Step 6: Survival Cohorts Tab
Add the following system-supplied variables to the Cohort Variables box:
- Age recode (<60, 60-69, 70+) - based on the age at diagnosis recode variable (Age recode with < 1 year olds)
- Race and origin recode (NHW, NHB, NHAIAN, NHAPI, Hispanic) - no total
Step 7: Output Tab
On the Output tab:
- Enter a title for your matrix, such as:
SEER 18, 5-year Limited Duration Prevalence Estimates
Malignant Breast Cancers, Females Only
First Malignant Breast Cancer Diagnosed Within the Previous 5 Years
By Time Since Diagnosis - Mark the Survival Summary Used for Lost Cases and Detailed Survival Used for Lost Cases checkboxes. These will add tables to your matrix that display the survival statistics used to adjust for cases lost to follow-up prior to the prevalence date.

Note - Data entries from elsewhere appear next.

PR #9245, opened 2026-05-04
LibWeb: Fix StackingContext painting order

jorge-pais:
- Add check for painting inline-blocks and inline-tables children in the BackgroundAndBordersForInlineLevelAndReplaced phase
- Add regression css tests

Related issue: https://github.com/LadybirdBrowser/ladybird/issues/6742


jorge-pais:
Closed, duplicate of #9222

Step 8: Execute the Session
- Use the ,or select Execute from the Session menu, to execute the session. You will see two warnings:
- The first one will warn you that your session's Year variable might not be represented in the survival cohort table, and that the results may therefore be misleading. In this case, the Year variable is indeed not represented. Since we are only using five years of data, we have intentionally chosen not to calculate survival by year. Click OK to continue.
- The second warning is displayed because you chose the "First Primary Matching Selection Criteria" option on the Selection tab. It reminds you that, in a Limited-Duration Prevalence session, the "selection criteria" includes not only the statements on the Selection tab, but also the Prevalence Date and Prevalence Duration that you defined on the Statistic tab. Click OK to continue.

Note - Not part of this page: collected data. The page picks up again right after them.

PR #9249, opened 2026-05-04
Delete ImmutableBitmap

kalenikaliaksandr:
See commit descriptions


Libraries/LibMedia/FFmpeg/FFmpegVideoDecoder.cpp
```diff
@@ -247,9 +247,9 @@ DecoderErrorOr<NonnullRefPtr<VideoFrame>> FFmpegVideoDecoder::get_decoded_frame(
             }
         }
 
-        auto bitmap = DECODER_TRY_ALLOC(Gfx::ImmutableBitmap::create_from_yuv(move(yuv_data)));
+        auto color_space = DECODER_TRY_ALLOC(Gfx::ColorSpace::from_cicp(yuv_data->cicp()));
 
-        return DECODER_TRY_ALLOC(try_make_ref_counted<VideoFrame>(timestamp, duration, size, bit_depth, cicp, move(bitmap)));
+        return DECODER_TRY_ALLOC(try_make_ref_counted<VideoFrame>(timestamp, duration, size, bit_depth, cicp, move(color_space), move(yuv_data)));
```
Zaggy1024: Why pass both ColorSpace and CICP? Seems redundant, we should either construct ColorSpace from CICP later or just store ColorSpace directly. Not sure which is most efficient, though.

Libraries/LibWeb/HTML/HTMLMediaElement.cpp
```diff
@@ -1554,7 +1556,8 @@ void HTMLMediaElement::set_selected_video_track(Badge<VideoTrack>, GC::Ptr<HTML:
         m_selected_video_track_sink = m_playback_manager->get_or_create_the_displaying_video_sink_for_track(video_track->track_in_playback_manager());
         auto sink_update_result = m_selected_video_track_sink->update();
         if (sink_update_result == Media::DisplayingVideoSinkUpdateResult::NewFrameAvailable) {
-            ensure_external_content_source().update(m_selected_video_track_sink->current_frame());
+            if (auto current_frame = m_selected_video_track_sink->current_frame())
+                ensure_external_content_source().update(current_frame->immutable_bitmap());
```
Zaggy1024: Looks like we're no longer clearing the frame when it changes to nullptr.

Libraries/LibMedia/Sinks/DisplayingVideoSink.h
```diff
@@ -55,8 +54,8 @@ class MEDIA_API DisplayingVideoSink final : public VideoSink {
     RefPtr<VideoDataProvider> m_provider;
     Optional<Track> m_track;
 
-    TimedImage m_next_frame;
-    RefPtr<Gfx::ImmutableBitmap> m_current_frame;
+    TimedVideoFrame m_next_frame;
```
Zaggy1024: If this is the only usage of TimedVideoFrame, I suspect this could just be `RefPtr<VideoFrame>` as well.

Zaggy1024 (approved):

- Note that this second warning has a checkbox labeled Do not show this message in future. You can mark this checkbox before clicking OK to prevent this warning from being displayed when you execute future sessions. If you have done so in the past, it will not be displayed now.
- A dialog will display the progress of the job. When the job completes, a new window will open containing the output table or matrix.
Step 9: Check Your Results
Compare your results to this SEER*Stat matrix file: key.prev2a.spm. In this key, additional statistics are shown (you can use Matrix Options to display these statistics).